* **Work item**:
Copy out all of the data that follows, exactly as it appears.

* **Information given**:
PR #7247, opened 2016-12-09
Edit failed logs table

### LINKED ISSUE #7246: Add new columns for more information in the `dosomething_rogue_failed_task_log` table
_FEATURE OVERVIEW_
-------------------
#### User Story
As a developer, I want to add columns to the `dosomething_rogue_failed_task_log` for future debugging.

Specifically, we'd like to add  `source`, `tries`, `failed_at`, and `remote_addr` to give more information about the failed task. 

#### Why This Matters
With more information, we can better debug why certain tasks are stuck in the failed task log.

chloealee:
#### What's this PR do?
- Adds the `source`, `remote_addr`, `failed_at`, and `tries` columns to the `dosomething_rogue_failed_task_log` table. 
- Adds logic to save `failed_at` timestamp for each item in the log.
- Adds logic to increment `tries` every time the cron job runs and fails. 

Updated table
1. Run `drush updb`.
2. Make sure all new columns are added to the `dosomething_rogue_failed_task_log` table.

Reportbacks
1. Change Rogue URL to `rogue.com` in Rogue API Settings.
2. Reportback for a campaign via postman using the `/campaigns/[nid]/reportback` url.
3. Check the `dosomething_rogue_failed_task_log` and make sure the new columns are filled in. 
  - `tries` should be `null`
4. Hit the same url with all the same info.
5. Check the table again that:
  - `tries` increments to `1`
  - `failed_at` doesn't change from original value and is different from `timestamp`.

Reportback Item Status Update
1. Change Rogue URL back to correct URL. 
2. Reportback for a campaign.
3. Change Rogue URL back to `rogue.com`
4. Approve the reportback item.
5. Check that this made it to the `dosomething_rogue_failed_task_log` table. 
  - The `tries` column should be `null`.
6. In Sequel PRO, change that reportback item's `status` to `pending` so it goes back into the review page. Approve the reportback item. 
5. Check the table again that:
  - `tries` increments to `1`
  - `failed_at` doesn't change from original value and is different from `timestamp`.

This will help in the future to give more information to debug any items that are stuck in this table, like the ones in [this card](https://trello.com/c/RfzM3IIN/218-6-as-a-developer-i-want-to-look-into-some-errors-that-are-showing-up-possibly-related-to-some-new-relic-errors).

#### Relevant tickets
Fixes #7246

#### Checklist
- [ ] Tested on staging.

### DIFF
--- a/lib/modules/dosomething/dosomething_rogue/dosomething_rogue.install
+++ b/lib/modules/dosomething/dosomething_rogue/dosomething_rogue.install
@@ -259,32 +259,27 @@ function dosomething_rogue_update_7006(&$sandbox) {
 function dosomething_rogue_update_7007(&$sandbox) {
   $table = 'dosomething_rogue_failed_task_log';
   if (db_table_exists($table)) {
-    $source_spec = [
-      'type' => 'text',
-      'description' => 'Where the user reported back from.',
-    ];
-
-    db_add_field($table, 'source', $source_spec);
-
-    $remote_addr_spec = [
-      'type' => 'varchar',
-      'length' => '45',
-      'description' => 'The IP address of the user that submitted the file.',
-    ];
-
-    db_add_field($table, 'remote_addr', $remote_addr_spec);
-
     $new_fields = [
-      'failed_at' => 'The Unix timestamp at which the reportback first fails to send to Rogue.',
-      'tries' => 'The number of attempts the reportback is sent to Rogue.',
+      'source' => [
+        'type' => 'text',
+        'description' => 'Where the user reported back from.',
+      ],
+      'remote_addr' => [
+        'type' => 'varchar',
+        'length' => '45',
+        'description' => 'The IP address of the user that submitted the file.',
+      ],
+      'failed_at' => [
+        'type' => 'int',
+        'description' => 'The Unix timestamp at which the reportback first fails to send to Rogue.',
+      ],
+      'tries' => [
+        'type' => 'int',
+        'description' => 'The number of attempts the reportback is sent to Rogue.',
+      ],
     ];
 
-    foreach ($new_fields as $field => $description) {
-      $spec = [
-        'type' => 'int',
-        'description' => $description,
-      ];
-
+    foreach ($new_fields as $field => $spec) {
       db_add_field($table, $field, $spec);
     }
   }
--- a/lib/modules/dosomething/dosomething_rogue/dosomething_rogue.install
+++ b/lib/modules/dosomething/dosomething_rogue/dosomething_rogue.install
@@ -252,3 +252,28 @@ function dosomething_rogue_update_7006(&$sandbox) {
     }
   }
 }
+
+/**
+ * Adds text
+ */
+function dosomething_rogue_update_7007(&$sandbox) {
+  $table = 'dosomething_rogue_failed_task_log';
+
+  db_add_field($table, 'source', ['type' => 'text', 'description' => 'Where the user reported back from.']);
+
+  db_add_field($table, 'remote_addr', ['type' => 'varchar', 'description' => 'The IP address of the user that submitted the file.']);
+
+  $new_fields = [
+    'failed_at' => 'The Unix timestamp at which the reportback first fails to send to Rogue.',
+    'tries' => 'The number of attempts the reportback is sent to Rogue.',
+  ];
+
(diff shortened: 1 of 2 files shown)


lib/modules/dosomething/dosomething_rogue/dosomething_rogue.module
```diff
@@ -208,41 +208,82 @@ function dosomething_rogue_handle_failure($values, $response = NULL, $e = NULL,
...
+      db_update('dosomething_rogue_failed_task_log')
+        ->fields([
+          'tries' => $incremented_tries,
+          'timestamp' => REQUEST_TIME,
+        ])
+        ->condition ('northstar_id', $values['northstar_id'])
+        ->condition ('campaign_run_id', $values['campaign_run_id'])
+        ->condition ('caption', $values['caption'])
+        ->condition ('file', $values['file'])
+        ->execute();
```
chloealee: @sbsmith86 do you think it'd be easier to read if I broke all of the update and insert code into their own functions or is this ok as is?

lib/modules/dosomething/dosomething_rogue/dosomething_rogue.install
```diff
@@ -252,3 +252,40 @@ function dosomething_rogue_update_7006(&$sandbox) {
     }
   }
 }
+
+/**
+ * Adds source, remote_addr, failed_at, and tries columns to dosomething_rogue_failed_task_log.
+ */
+function dosomething_rogue_update_7007(&$sandbox) {
```
sbsmith86, line 259: I think you should be able to add these fields in a loop. Like use an array with each field's settings and then loop over the array to execute the repeated parts.

lib/modules/dosomething/dosomething_rogue/dosomething_rogue.module
```diff
@@ -335,3 +376,26 @@ function dosomething_rogue_check_rbid_and_store_ref($rogue_reportback) {
...
+/**
+ * Query to check if a reportback item exists in the dosomething_rogue_failed_task_log table.
+ *
+ * @param string $northstar_id
+ * @param int $campaign_run_id
+ * @param string $caption
+ * @param string $file
+ *
+ */
+function dosomething_rogue_rb_previously_failed($northstar_id, $campaign_run_id, $caption, $file) {
```
sbsmith86: I think you can just pass an array into this function and then when you call it, pass the values array in. Then you can grab the values you need to run the query from there.

lib/modules/dosomething/dosomething_rogue/dosomething_rogue.module
```diff
@@ -335,3 +376,26 @@ function dosomething_rogue_check_rbid_and_store_ref($rogue_reportback) {
...
+  return db_query("SELECT * FROM {dosomething_rogue_failed_task_log} failed_rbs WHERE northstar_id = :northstar_id AND campaign_run_id = :campaign_run_id AND caption = :caption AND file = :file", array(':northstar_id' => $northstar_id, ':campaign_run_id' => $campaign_run_id, ':caption' => $caption, ':file' => $file))->fetchAll();
+}
+
+/**
+ * Query to check if a reportback item failed updated status exists in the dosomething_rogue_failed_task_log table.
+ *
+ * @param int $rogue_item_id
+ *
+ */
+function dosomething_rogue_rb_item_previously_failed($rogue_item_id) {
```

* **Answer to the problem**:
PR #7247, opened 2016-12-09
Edit failed logs table

### LINKED ISSUE #7246: Add new columns for more information in the `dosomething_rogue_failed_task_log` table
_FEATURE OVERVIEW_
-------------------
#### User Story
As a developer, I want to add columns to the `dosomething_rogue_failed_task_log` for future debugging.

Specifically, we'd like to add  `source`, `tries`, `failed_at`, and `remote_addr` to give more information about the failed task. 

#### Why This Matters
With more information, we can better debug why certain tasks are stuck in the failed task log.

chloealee:
#### What's this PR do?
- Adds the `source`, `remote_addr`, `failed_at`, and `tries` columns to the `dosomething_rogue_failed_task_log` table. 
- Adds logic to save `failed_at` timestamp for each item in the log.
- Adds logic to increment `tries` every time the cron job runs and fails. 

Updated table
1. Run `drush updb`.
2. Make sure all new columns are added to the `dosomething_rogue_failed_task_log` table.

Reportbacks
1. Change Rogue URL to `rogue.com` in Rogue API Settings.
2. Reportback for a campaign via postman using the `/campaigns/[nid]/reportback` url.
3. Check the `dosomething_rogue_failed_task_log` and make sure the new columns are filled in. 
  - `tries` should be `null`
4. Hit the same url with all the same info.
5. Check the table again that:
  - `tries` increments to `1`
  - `failed_at` doesn't change from original value and is different from `timestamp`.

Reportback Item Status Update
1. Change Rogue URL back to correct URL. 
2. Reportback for a campaign.
3. Change Rogue URL back to `rogue.com`
4. Approve the reportback item.
5. Check that this made it to the `dosomething_rogue_failed_task_log` table. 
  - The `tries` column should be `null`.
6. In Sequel PRO, change that reportback item's `status` to `pending` so it goes back into the review page. Approve the reportback item. 
5. Check the table again that:
  - `tries` increments to `1`
  - `failed_at` doesn't change from original value and is different from `timestamp`.

This will help in the future to give more information to debug any items that are stuck in this table, like the ones in [this card](https://trello.com/c/RfzM3IIN/218-6-as-a-developer-i-want-to-look-into-some-errors-that-are-showing-up-possibly-related-to-some-new-relic-errors).

#### Relevant tickets
Fixes #7246

#### Checklist
- [ ] Tested on staging.

### DIFF
--- a/lib/modules/dosomething/dosomething_rogue/dosomething_rogue.install
+++ b/lib/modules/dosomething/dosomething_rogue/dosomething_rogue.install
@@ -259,32 +259,27 @@ function dosomething_rogue_update_7006(&$sandbox) {
 function dosomething_rogue_update_7007(&$sandbox) {
   $table = 'dosomething_rogue_failed_task_log';
   if (db_table_exists($table)) {
-    $source_spec = [
-      'type' => 'text',
-      'description' => 'Where the user reported back from.',
-    ];
-
-    db_add_field($table, 'source', $source_spec);
-
-    $remote_addr_spec = [
-      'type' => 'varchar',
-      'length' => '45',
-      'description' => 'The IP address of the user that submitted the file.',
-    ];
-
-    db_add_field($table, 'remote_addr', $remote_addr_spec);
-
     $new_fields = [
-      'failed_at' => 'The Unix timestamp at which the reportback first fails to send to Rogue.',
-      'tries' => 'The number of attempts the reportback is sent to Rogue.',
+      'source' => [
+        'type' => 'text',
+        'description' => 'Where the user reported back from.',
+      ],
+      'remote_addr' => [
+        'type' => 'varchar',
+        'length' => '45',
+        'description' => 'The IP address of the user that submitted the file.',
+      ],
+      'failed_at' => [
+        'type' => 'int',
+        'description' => 'The Unix timestamp at which the reportback first fails to send to Rogue.',
+      ],
+      'tries' => [
+        'type' => 'int',
+        'description' => 'The number of attempts the reportback is sent to Rogue.',
+      ],
     ];
 
-    foreach ($new_fields as $field => $description) {
-      $spec = [
-        'type' => 'int',
-        'description' => $description,
-      ];
-
+    foreach ($new_fields as $field => $spec) {
       db_add_field($table, $field, $spec);
     }
   }
--- a/lib/modules/dosomething/dosomething_rogue/dosomething_rogue.install
+++ b/lib/modules/dosomething/dosomething_rogue/dosomething_rogue.install
@@ -252,3 +252,28 @@ function dosomething_rogue_update_7006(&$sandbox) {
     }
   }
 }
+
+/**
+ * Adds text
+ */
+function dosomething_rogue_update_7007(&$sandbox) {
+  $table = 'dosomething_rogue_failed_task_log';
+
+  db_add_field($table, 'source', ['type' => 'text', 'description' => 'Where the user reported back from.']);
+
+  db_add_field($table, 'remote_addr', ['type' => 'varchar', 'description' => 'The IP address of the user that submitted the file.']);
+
+  $new_fields = [
+    'failed_at' => 'The Unix timestamp at which the reportback first fails to send to Rogue.',
+    'tries' => 'The number of attempts the reportback is sent to Rogue.',
+  ];
+
(diff shortened: 1 of 2 files shown)


lib/modules/dosomething/dosomething_rogue/dosomething_rogue.module
```diff
@@ -208,41 +208,82 @@ function dosomething_rogue_handle_failure($values, $response = NULL, $e = NULL,
...
+      db_update('dosomething_rogue_failed_task_log')
+        ->fields([
+          'tries' => $incremented_tries,
+          'timestamp' => REQUEST_TIME,
+        ])
+        ->condition ('northstar_id', $values['northstar_id'])
+        ->condition ('campaign_run_id', $values['campaign_run_id'])
+        ->condition ('caption', $values['caption'])
+        ->condition ('file', $values['file'])
+        ->execute();
```
chloealee: @sbsmith86 do you think it'd be easier to read if I broke all of the update and insert code into their own functions or is this ok as is?

lib/modules/dosomething/dosomething_rogue/dosomething_rogue.install
```diff
@@ -252,3 +252,40 @@ function dosomething_rogue_update_7006(&$sandbox) {
     }
   }
 }
+
+/**
+ * Adds source, remote_addr, failed_at, and tries columns to dosomething_rogue_failed_task_log.
+ */
+function dosomething_rogue_update_7007(&$sandbox) {
```
sbsmith86, line 259: I think you should be able to add these fields in a loop. Like use an array with each field's settings and then loop over the array to execute the repeated parts.

lib/modules/dosomething/dosomething_rogue/dosomething_rogue.module
```diff
@@ -335,3 +376,26 @@ function dosomething_rogue_check_rbid_and_store_ref($rogue_reportback) {
...
+/**
+ * Query to check if a reportback item exists in the dosomething_rogue_failed_task_log table.
+ *
+ * @param string $northstar_id
+ * @param int $campaign_run_id
+ * @param string $caption
+ * @param string $file
+ *
+ */
+function dosomething_rogue_rb_previously_failed($northstar_id, $campaign_run_id, $caption, $file) {
```
sbsmith86: I think you can just pass an array into this function and then when you call it, pass the values array in. Then you can grab the values you need to run the query from there.

lib/modules/dosomething/dosomething_rogue/dosomething_rogue.module
```diff
@@ -335,3 +376,26 @@ function dosomething_rogue_check_rbid_and_store_ref($rogue_reportback) {
...
+  return db_query("SELECT * FROM {dosomething_rogue_failed_task_log} failed_rbs WHERE northstar_id = :northstar_id AND campaign_run_id = :campaign_run_id AND caption = :caption AND file = :file", array(':northstar_id' => $northstar_id, ':campaign_run_id' => $campaign_run_id, ':caption' => $caption, ':file' => $file))->fetchAll();
+}
+
+/**
+ * Query to check if a reportback item failed updated status exists in the dosomething_rogue_failed_task_log table.
+ *
+ * @param int $rogue_item_id
+ *
+ */
+function dosomething_rogue_rb_item_previously_failed($rogue_item_id) {
```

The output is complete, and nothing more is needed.